Mathematical literacy has become a familiar term in higher education and computational thinking as a way of communicating has also propelled its way into the main stream of our society. As a professional in the area of higher education, I am obligated to make a pathway for our students in all areas of studies to immerse themselves into this technological shift.
This project aims at combining the usages of smart phones and Wolfram Language in the delivery of one of our core courses. The core course considered here is required for all freshmen students. Approximately 30 sections of the course is offered in each semester and each section has about 30 students coming from all disciplines ranging from engineering, sciences, math, to arts, and architecture.
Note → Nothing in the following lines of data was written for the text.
PR #1241, opened 2026-09-10
Timeline: a live lane's segment part is derived once and served while its inputs stand

ksarma:
## Symptom

Every bars build re-derived every live lane's segment part: the seam-aware segmentation, the awake-span excision, the caption lookups, the compact bar dicts and the judging marks were computed again for each live lane on each build, although between two builds most live lanes had not changed (a board of dozens of lanes has one or two writing at a time). The dead lanes have been served from their memo since #1131 and #1175; the live lanes, the ones being watched, paid the whole loop every cycle. Measured on an earlier form of this change (the same memo over long-key bars, with the captions keyed by object identity) on a 31-session state copy: the bars build fell from 477 ms to 93 ms at full hit, and a 30-build replay at the pusher's cadence served 99.3% of live lanes after the first build.

## Cause

`build_timeline` ran the per-lane turn loop inline with no memo for a live lane (the dead-lane memo is gated on `not live`), and `_derive_judging` applied the horizon inline beside the derivation, so nothing clock-free existed to hold across builds.

## Fix

Three commits, each droppable from the tail.

**1. The judging marks are derived apart from the horizon (a pure refactor).** `_derive_judging_marks(sid, caps, goals, seg_ends=None)` returns `(cap_marks, other_marks)` with no clock: the captioner's marks in caption-time order and `[(filter_t, mark)]` pairs for every other judge, each carrying the value the one-pass form compared against the horizon (the diary event's `ev_t` for a done, block or close; `distilledMt` or `briefedMt` for the distiller; the mark's own t otherwise), kept beside the mark because `seg_ends` moves a completion's plotted t to its segment's work end. `_judging_assemble(cap_marks, other_marks, t0, out, stamp=False)` applies the horizon and `JUDGE_CAP_LIMIT` per build; with `stamp` it appends copies carrying `_h`, since the pairs may be a memo's shared objects. `_derive_judging` is the two-line composition and keeps every caller, the dead-lane memo's stamped call included.

**2. The live-lane memo.** The inline loop moves to `_lane_segments(sid, session, goals, caps, live, bft, full_prompts=None)`, which emits the compact wire bar exactly as the loop did (the `BarLiteral` and bars-wire pins pass unchanged), derives the marks through `_derive_judging_marks` under the lane's own guard, and raises when a mark carries a non-numeric time, so a malformed row costs the lane its marks once per build and never the frame. `_lane_memo(sid, parsed, session, goals, caps, cap_key, live, bft, parse_ok, full_prompts)` serves a live lane's segment part from `_lanes_memo` while its inputs are the previous build's:

- the parse object by identity, after the live merge (`_parse` returns the cached object for an unchanged transcript and states file; a merged live tail is a new object and is derived, `live_tail`);
- the goal store by identity when a `FrozenStore`, or as "empty" when it has neither seams nor nodes (a private store with content is derived and not held, `unshared_skip`);
- the captions file's `_stat_key`, taken in `build_timeline` before `_captions` reads it. `_captions` builds a new dict per call, so the file is the input; stat before read means a row landing between the two is held under the old key and misses on the next build, never served stale (a stat after the read would hold the old rows under the new key). Rows read when the stat found no file have no key to be held under: derived, not held, and held on the next build;
- the branch clip, `tuple(_downtime)` and the archive's `_file_key`, taken before the derivation (a stat sentinel matches nothing and stores nothing).

A lane whose parse failed or whose seams or marks stage complained is derived and not held (`complain_skip`). The horizon and the caption cap are applied per build by `_judging_assemble`, on a hit as on a miss; the dead-lane path assembles its stamped marks the same way. A hit hands the binder the lane's whole prompts from the entry (T278b), so a delivery that names its sender on a later line of the prompt binds on a served build as on a derived one. Entries leave with a full build's lane set (`_lanes_forget`; a skeleton or live-only build evicts nothing), past 256 the least recently served first, when the parse object is no longer the build's, and when the dead-lane populate takes the lane (the entry holds the parse the populate releases). One lock covers get, put, evict and the counters; the derivation runs unlocked, so two threads deriving one lane both store an exact entry and the last wins; when both derived from one parse object the next build is served, otherwise it derives once more and holds again. The held bars and marks are shared by identity into `turns`, the bars wire cache, the delta parts and `semantic`; at this base none of those writes to them (`_bind_message_execs` mutates the messages only, `_timeline_skeleton` copies the frame, `_run_judging` reads, `_expand_bar` builds a new dict).

A dead miss is derived by `_lane_segments` directly and cached in the dead-lane memo, with a `failed` flag on a parse that raised. One dead-lane rule changes: a dead lane whose seams stage complained is derived every build and not cached, as a lane whose marks stage failed already was (the inline loop cached it after a seams complaint, so a malformed goals row was said once and then served). The populate also pops the live memo's entry. `_VIEW_STATS["laneServe"]` keeps counting a dead-lane serve under `views`. `GET /perf` gains `memos.lanes`: `hit`, `miss`, `live_tail`, `complain_skip`, `unshared_skip`, `evict`, `entries`, `segs_hit`, `segs_miss` for the live lanes and, so one block carries every lane, `dead_serve`, `dead_miss`, `dead_failed_serve` (`views.laneServe` counts a dead-lane serve whether or not its parse raised, so it equals `dead_serve` plus `dead_failed_serve`; retiring the older counter is a separate call). docs/reference.md describes the block.

**3. `_cached_timeline` reads the payload slot once.** It tested `e[1]` and returned `e[1]` as two reads of the shared list while the pusher assigns `_built_timeline[:]` on its thread, so a connect whose reads straddled the assignment was handed the replacement build, not the one its freshness test had seen.

Not changed: what a frame contains (a served lane is the rebuilt lane, byte for byte; the badge row is derived per build as before), the rebuild cadence, and the skeleton build, which still loads every lane's store (gating that load to dead lanes was left out: `tests/test_goal_store_fault_boundary.py` pins that a live lane's skeleton files the store fault row).

Pins moved: the frozen-view spy in `tests/test_kernel_goal_cache_wiring.py` aims at `_derive_judging_marks`; the stage pins in `tests/test_timeline_bars_resilience.py` read `build_timeline` and `_lane_segments`; `ui/timeline-lineage.test.ts` reads the clip's `bft` (no new kernel-text pin in TypeScript; the clip's behaviour, its `<=` boundary included, is pinned in Python).

## Tests

Each test was run on the sources before its commit first and failed as stated.

Commit 1, `tests/test_timeline_lane_memo.py` (DerivationSplit, 5 tests): a private copy of the one-pass form is the oracle; the wrapper and the two halves equal it at nine horizons, two of them inside a completion's evidence-to-work-end window, with and without `seg_ends` over a store carrying a planner mint and sub, a courier plant, an umbrella, a grouper op, done/block/close diary rows, a synth row, a `distilledMt` and a `briefedMt`, plus an archive and more captions than the cap; a timeless group op or diary row is dropped as before; the marks come out once with their filter times and the completion's plotted t at the work end, and an assembly at a horizon between the two drops the completion and keeps a later one; the stamped assembly copies and leaves the derived marks clean; the derivation reads no clock (the module's `time` patched to raise). Red: 4 of 5 with `AttributeError: _derive_judging_marks` (the wrapper-only case passed already). A mutation that filters the diary marks on the plotted work end instead of `ev_t` fails two of them.

Commit 2, `tests/test_timeline_lane_memo.py` (a LaneMemoBase fixture with a fresh state root per test and one live lane under a private synthetic sid; 44 tests in seven classes). Red on the tree before the commit: every one of the 44 at the fixture, which clears `_lanes_memo` and saves `_LANES_MEMO_MAX` (`AttributeError`). With those fixture references guarded for the measurement, the reds were `AttributeError: _lanes_memo_report` and `_lane_segments` in the bodies, `KeyError: 'failed'` on the dead entry, `KeyError: 'lanes'` on the snapshot, the guard's stderr line absent, and the behavioural cases: the seam stage ran on the second build (`2 != 1`), the second frame's bars list `is not` the first, a complaining dead lane was cached.

- HitsAndEquality: an unchanged live lane is served without walking its turns, with the same bars list and bar objects in `turns`, equal to the uncached derivation and to `_derive_judging`'s marks, hit 1 miss 1; a hit still runs the parse, the merge and the captions read; the held bars survive the postal join; the badge row changes on a hit; a hit hands the binder the whole two-line prompt and the sender named on its second line binds, where the wire's first line alone does not; the real judging band reader over a hit leaves the held marks unchanged; two threads deriving one lane from one parse object leave one exact entry and the next build is served (a `Barrier`, no timing).
- EveryInputBusts, one per key input: a transcript append, a states write, a store publish, a journal append, a captions append, a caption landing between the stat and the read (misses on the next build, holds again after), an archive rewrite and an archive appearing, a host suspension (a rebind of the same content hits), a suspension inside the segment splitting the bar on the next build, liveness (a lane going dead is derived once outside this memo, handed to the dead-lane memo, its live entry and parse dropped, then served with `laneServe` and `dead_serve` both counting), an open turn open only on a live lane, the branch clip moving for a live child when the parent leaves the build (a compaction inside the copied history and a turn whose work ends exactly at the fork time are the parent's while its lane is in the build and the child's after).
- NotHeld: a live tail, a failed parse (one stderr line), a private store with content, a complaining seams stage, a complaining marks stage, a caption row or an archive with a string time (the lane keeps its bars and loses its marks on both builds), a failed archive stat, captions read when the stat found no file (held on the next build); an empty store and an empty captions file hit under the empty rule; the skeleton build bypasses the memo; the assembly is guarded at its call site.
- ClockAtAssembly: a t-less caption is dropped on a hit as on a miss; the horizon and the caption cap apply per build on a hit; `_lane_segments` reads no clock.
- Eviction: with the lane set and not on a live-only build; least recently served first at the bound (the first-inserted entry is served, so insertion order and serve order differ); an entry whose parse is no longer the build's.
- DeadLanesOnTheSameBlock: a dead miss leaves this memo and the parse cache empty and counts `dead_miss`; a failed dead parse serves as `dead_failed_serve` until the transcript's stat moves; a complaining dead lane is derived every build and not cached.
- PerfWiring: `memos.lanes` on the snapshot with the live and dead counters apart.
- `tests/test_perf_stats.py`: the memos key set gains `lanes` with its twelve integer keys (red: `KeyError: 'lanes'`). `tests/test_kernel_goal_cache_wiring.py`: the spy re-aim (red: `AttributeError: _lanes_memo` in setUp). `tests/test_timeline_bars_resilience.py`: the stage pins over both functions (red: `AttributeError: _lane_segments`). `ui/timeline-lineage.test.ts`: the clip regex (red: `not ok 3`).

Mutations each caught by a named test: the LRU reinsert on a hit removed, the compaction markers not clipped at the fork time, the clip's `<=` made `<`, the prompts map not filled on a hit, the captions rows read with no file to stat held under the empty key, a seams complaint no longer blocking the dead-lane cache.

Commit 3, `tests/test_perf_stats.py` (PusherRecords): `_built_timeline` is replaced by a list whose payload slot answers the build on its first read and a replacement build after; a connect returns the build it tested, counts the serve and never rebuilds. Red: the replacement came back.

Full runs on the final tree: `pytest -n 8 tests/`: 10882 passed, 41 skipped, 1688 subtests passed, 151 s, no failures. `npm run typecheck` clean; `npm test`: 4052 pass, 0 fail; `node --test` on the lineage and bars-wire bundles: 3 and 6 pass.

Tier: fix

### DIFF
--- a/docs/reference.md
+++ b/docs/reference.md
@@ -1058,7 +1058,17 @@ The snapshot's fields, all plain numbers (`ms` is milliseconds of wall time):
   sessions that left the alive set. The interrupt tick drops from `intrMarks`
   and `statesOverlay` the entries of sessions outside its alive set each
   cycle; the `statesOverlay` cache is also cleared whole above 256 entries, a
-  drop `evict` does not count and `entries` shows.
+  drop `evict` does not count and `entries` shows. `lanes` is the timeline's
+  per-lane segment memo: a live lane's bars, segment ends, last activity,
+  compaction markers and judging marks, held while its parsed transcript and
+  goal store are the previous build's objects and its captions file, archive
+  file, branch clip and the host's recorded suspensions stand. One outcome per
+  live lane per bars build: `hit`, `miss`, `live_tail` (a live tail was merged,
+  so the lane was derived and not held), `complain_skip` (the parse or a stage
+  failed) and `unshared_skip` (a private store with content); `evict` and the
+  gauge `entries`; `segs_hit` and `segs_miss` count the segments served and
+  derived. `dead_serve`, `dead_miss` and `dead_failed_serve` are the dead-lane
+  memo's outcomes on the same block, so one block carries every lane.
 - `judge`: `passes`, `ms_sum`, `ms_last`, `ms_mean` (wall time; a pass waits
   on model calls), `cpu_ms_sum` (CPU time of the judge tier threads and every
   per-session worker they run; the workers' share is `cpu_ms_workers`).
--- a/kernel/kernel.py
+++ b/kernel/kernel.py
@@ -407,7 +407,8 @@ class _PerfStats:
                           ("backref", jd.backref_memo_stats), ("captions", jd.captions_memo_stats),
                           ("goalArchive", jd.goal_archive_memo_stats), ("plannerSkip", jd.planner_skip_stats),
                           ("liftGate", _lift_gate_report), ("bgTops", _bg_tops_report),
-                          ("intrMarks", _intr_marks_memo_report), ("statesOverlay", _states_overlay_report)):
+                          ("intrMarks", _intr_marks_memo_report), ("statesOverlay", _states_overlay_report),
+                          ("lanes", _lanes_memo_report)):   # the timeline's per-lane segment memo, live lanes; the dead lanes beside
             try:
                 memos[key] = read()
             except Exception:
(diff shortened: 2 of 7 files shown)


ksarma:
Merging as shipped, under the `fix` tier. One follow-up to file, below. The change is a performance memo over an unchanged frame, plus a pure refactor and a race fix. That is the same class as #1131, #1175, #1228 and #1230, which merged as `fix`.

Reviewed inline: the memo key, checked against every input `_lane_segments` reads. The key holds the parse object, by identity after the live merge, and the `FrozenStore`, by identity or the empty rule. It holds the captions stat, taken in `build_timeline` before `_captions` reads, and the archive `_file_key`, taken before the derivation. It also holds the branch clip, the downtime tuple and liveness. A live tail, a failed parse, a private store with content and a complaining stage are derived and not held. The held bars and marks are shared by identity into turns, the bars wire cache, and the delta parts and semantic. Every consumer downstream of `build_timeline` reads or copies, and none writes in place: `_bind_message_execs`, `_timeline_skeleton`, `_run_judging`, `_compact_judging`, `_expand_bar`, `_delta_split`, `_bars_wire`. The memo path only reads the `FrozenStore`. One lock covers get, put, evict and the counters. The entry tuple is complete before the put. The LRU reinsert on a hit and the 256 bound happen under the lock. An entry whose parse is not the build's is popped. The dead-lane populate pops the live entry. A complaining dead lane is derived every build, as the body discloses. Commit 3 binds the payload slot once; the freshness test and the return use that one object. `HitsAndEquality` compares the served lane with the uncached derivation in wire form.

- `kernel/kernel.py:36636`, follow-up: a faulted store (`goals is None`) and an empty private store both key as "empty". `_lane_segments` derives no marks for `None`, but the empty dict still yields the captioner and archiver marks. So a live lane held across a fault-to-no-store transition, or the reverse, is served marks that differ from a fresh derivation. The served marks differ until the parse, captions, archive or store key changes. Reproduced both ways at head. The dead-lane path never caches a fault; treat `goals is None` as a skip here too, with a test for the transition.
- `kernel/kernel.py:37306`, note: `dead_serve` does not mirror `views.laneServe` as the body says. `laneServe` counts failed serves too, so it equals `dead_serve` plus `dead_failed_serve`.

Tests: red-first per commit in scratch worktrees. `DerivationSplit` at the base: 4 failed of 5, on the missing `_derive_judging_marks`. The four pytest files at 4275b838 with commit 2's tests: 54 failed, 78 passed, for the reasons the body lists; the lineage node test: not ok 3. `PusherRecords` at 1315abb1: 1 failed, with the replacement build returned. At head 924051e5: 133 passed over `tests/test_timeline_lane_memo.py`, `test_perf_stats.py`, `test_kernel_goal_cache_wiring.py` and `test_timeline_bars_resilience.py`; lineage 3 of 3; typecheck clean; four body mutations each caught by the named test. CI at this head: every check green.

Review run by the maintainer automated review session; verified against head 924051e5.

ksarma:
Head note: the head moved from 924051e5 to eb14583a by a merge of main into the branch (a branch update after the record posted); the merge is mechanical (the parents' merge-tree equals the head's tree) and the PR's added and removed lines are identical to the reviewed ones, so the review above stands for this head.

Review run by the maintainer automated review session; verified against head eb14583a.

Currently, we are already using smart phones as a tool, in some cases the only tool, in hands-on activities or experiments. This project integrates Wolfram Language with the application of smart phones so to encourage students to make comparisons between theory and observation. Since all students are required to use smart phone for his/her all course works, the Wolfram Cloud App will be heavily used for activities and interactions. By doing so, Wolfram Language becomes much more personal and powerful.
Many on-line resources, such as the Wolfram University, have become available for students to have a jump start in using the Wolfram Language. This is particularly helpful in initial training so we will use it as a teaching tool.
In the following, we will discuss a few examples of engaging practices that each student will work on his/her own. All of these examples can be chosen by courses at different levels or disciplines.
Example 1 Voice recognition and analysis
This example uses AudioCapture to help students capture his/her own voice then analyze it at a basic level. The analysis and especially the visualization of student's own voice would serve as an effective draw of their interests to Mathematica.
The picture shows the spectrogram of a voice recorded by a student.
More interestingly, the student can use AudioLocalMeasurement and compare his/her voice data with the built-in data based of formants so to make the study more personal.
Example 2 Capture an audio data of a student by smart phone
The following example links students' smart phones to Wolfram Language. Specifically, an audio signal was captured by an iPhone using the SpectrumView App and then downloaded to a local computer for visualization. The beauty of this example is that every student can have a wide degree of freedom in choosing their sound object based on his/her own interest. In addition, there will be almost no limitation in when or where a sound signal can be captured. For instance, a student interested in a musical instrument, he/she can then use the App to get the data at any time and anywhere. A student could also bring the smart phone to a concert hall, as an example to capture the signal then analysis it to understand the acoustics of the concert hall space.
Above pictures show the time series of the intensity and the spectrum of the captured voice.
Example 3. Analysis of audio signals from an air tube
For individuals who are more advanced in physics, this example gives an excellent demonstration of studies of resonance frequencies of a system. The audio signals from a Wolfram water bottle, which everyone at this summer school has, are captured using the SpectrumView App, then analyzed using Wolfram Language.
At this summer school, each participant received a Wolfram water bottle and it has been used as the air tube for our study. The tube is about 0.3 (m) long and is half open. Any entry-level physics textbook would have an example of the tube and show that the wavelength of the lowest standing wave (or resonant mode) is 4 x length, which is 1.2 (m). The corresponding frequency is the speed of sound/wavelength. As such, the lowest peak one would expect to see is at 283 (Hz). The second lowest mode is at 3 x 283, or 850 (Hz). The student would tap the tube to get the modes inside the bottle excited. Then the subsequent time series is recorded and analyzed using Wolfram Language. The following is a spectrum of the time series.
The first peak is almost exactly at 283 (Hz), and the second peak is also very close to the theoretical result.